● Your task
Report only the number of lines below in which the string "said" appears.

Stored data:
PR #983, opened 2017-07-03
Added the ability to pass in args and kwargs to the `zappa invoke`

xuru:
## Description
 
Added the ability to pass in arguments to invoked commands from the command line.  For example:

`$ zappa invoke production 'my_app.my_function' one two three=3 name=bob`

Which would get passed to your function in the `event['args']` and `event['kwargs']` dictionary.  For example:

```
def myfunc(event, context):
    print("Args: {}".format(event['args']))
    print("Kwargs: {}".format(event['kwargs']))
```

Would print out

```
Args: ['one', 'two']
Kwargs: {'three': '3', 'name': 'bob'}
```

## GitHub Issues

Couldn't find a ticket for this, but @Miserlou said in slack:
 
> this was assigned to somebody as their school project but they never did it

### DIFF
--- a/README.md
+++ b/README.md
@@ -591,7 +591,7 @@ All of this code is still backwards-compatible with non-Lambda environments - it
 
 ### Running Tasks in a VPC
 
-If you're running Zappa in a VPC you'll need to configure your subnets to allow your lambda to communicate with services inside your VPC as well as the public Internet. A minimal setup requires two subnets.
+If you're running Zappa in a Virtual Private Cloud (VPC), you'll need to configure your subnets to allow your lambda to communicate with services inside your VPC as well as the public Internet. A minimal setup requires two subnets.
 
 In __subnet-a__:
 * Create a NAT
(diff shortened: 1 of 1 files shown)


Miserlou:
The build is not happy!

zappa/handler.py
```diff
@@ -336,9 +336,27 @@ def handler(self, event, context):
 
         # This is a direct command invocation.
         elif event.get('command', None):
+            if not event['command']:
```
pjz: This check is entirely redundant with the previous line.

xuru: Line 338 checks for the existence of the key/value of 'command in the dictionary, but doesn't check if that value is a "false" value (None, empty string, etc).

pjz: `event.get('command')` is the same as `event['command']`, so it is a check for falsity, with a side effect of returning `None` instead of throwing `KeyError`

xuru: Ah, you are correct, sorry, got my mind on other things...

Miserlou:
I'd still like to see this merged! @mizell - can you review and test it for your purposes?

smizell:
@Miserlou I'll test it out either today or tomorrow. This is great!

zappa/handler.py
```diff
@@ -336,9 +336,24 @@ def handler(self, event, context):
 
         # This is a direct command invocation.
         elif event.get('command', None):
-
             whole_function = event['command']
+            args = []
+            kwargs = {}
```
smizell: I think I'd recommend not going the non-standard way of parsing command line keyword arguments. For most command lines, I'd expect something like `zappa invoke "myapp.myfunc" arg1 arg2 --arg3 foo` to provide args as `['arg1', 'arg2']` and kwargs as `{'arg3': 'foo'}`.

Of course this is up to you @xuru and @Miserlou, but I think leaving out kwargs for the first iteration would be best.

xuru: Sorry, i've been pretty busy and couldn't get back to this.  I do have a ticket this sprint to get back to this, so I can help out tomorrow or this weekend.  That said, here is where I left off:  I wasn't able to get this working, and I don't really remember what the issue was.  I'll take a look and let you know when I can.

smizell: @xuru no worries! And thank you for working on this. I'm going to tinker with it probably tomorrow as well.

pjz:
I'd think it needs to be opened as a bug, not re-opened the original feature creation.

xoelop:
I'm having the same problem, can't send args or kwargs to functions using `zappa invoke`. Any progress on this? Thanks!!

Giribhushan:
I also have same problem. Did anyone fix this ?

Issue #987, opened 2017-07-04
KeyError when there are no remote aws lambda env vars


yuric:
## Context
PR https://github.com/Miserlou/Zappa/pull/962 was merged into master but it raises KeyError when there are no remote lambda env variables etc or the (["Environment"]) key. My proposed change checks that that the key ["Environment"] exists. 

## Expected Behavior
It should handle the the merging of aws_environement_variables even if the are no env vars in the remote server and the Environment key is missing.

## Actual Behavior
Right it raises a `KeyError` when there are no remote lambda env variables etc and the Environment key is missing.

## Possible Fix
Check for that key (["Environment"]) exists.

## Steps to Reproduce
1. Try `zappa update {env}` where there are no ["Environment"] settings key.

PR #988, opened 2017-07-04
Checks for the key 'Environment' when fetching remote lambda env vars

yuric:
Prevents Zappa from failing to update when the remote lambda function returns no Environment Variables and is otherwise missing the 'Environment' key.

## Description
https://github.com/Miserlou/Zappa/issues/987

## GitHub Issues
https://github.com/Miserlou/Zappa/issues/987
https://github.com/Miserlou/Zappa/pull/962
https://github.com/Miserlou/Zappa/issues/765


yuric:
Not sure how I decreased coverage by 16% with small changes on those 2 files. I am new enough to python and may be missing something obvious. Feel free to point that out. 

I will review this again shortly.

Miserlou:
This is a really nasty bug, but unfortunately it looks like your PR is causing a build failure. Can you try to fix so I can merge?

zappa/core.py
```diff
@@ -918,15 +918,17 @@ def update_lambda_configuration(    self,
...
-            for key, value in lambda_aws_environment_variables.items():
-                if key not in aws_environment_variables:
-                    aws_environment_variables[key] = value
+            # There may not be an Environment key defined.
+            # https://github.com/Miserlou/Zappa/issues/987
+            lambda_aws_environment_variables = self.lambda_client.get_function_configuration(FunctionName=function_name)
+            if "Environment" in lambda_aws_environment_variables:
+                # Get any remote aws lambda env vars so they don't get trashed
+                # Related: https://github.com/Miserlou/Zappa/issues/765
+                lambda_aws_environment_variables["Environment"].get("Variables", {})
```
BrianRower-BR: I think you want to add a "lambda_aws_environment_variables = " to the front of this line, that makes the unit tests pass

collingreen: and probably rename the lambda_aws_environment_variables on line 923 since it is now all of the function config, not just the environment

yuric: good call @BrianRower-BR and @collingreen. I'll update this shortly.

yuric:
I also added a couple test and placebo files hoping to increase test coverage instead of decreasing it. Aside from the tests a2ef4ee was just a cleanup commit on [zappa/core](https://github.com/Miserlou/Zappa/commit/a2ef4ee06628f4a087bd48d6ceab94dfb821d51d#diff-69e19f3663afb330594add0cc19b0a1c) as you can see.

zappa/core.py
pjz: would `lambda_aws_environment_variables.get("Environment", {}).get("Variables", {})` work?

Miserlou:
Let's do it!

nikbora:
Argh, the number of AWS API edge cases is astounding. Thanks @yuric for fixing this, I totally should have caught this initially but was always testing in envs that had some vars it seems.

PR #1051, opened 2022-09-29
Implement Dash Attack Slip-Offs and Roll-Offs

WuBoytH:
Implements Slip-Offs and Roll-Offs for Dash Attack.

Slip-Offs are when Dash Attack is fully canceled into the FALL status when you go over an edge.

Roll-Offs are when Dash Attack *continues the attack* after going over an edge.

● Answer to this exercise
2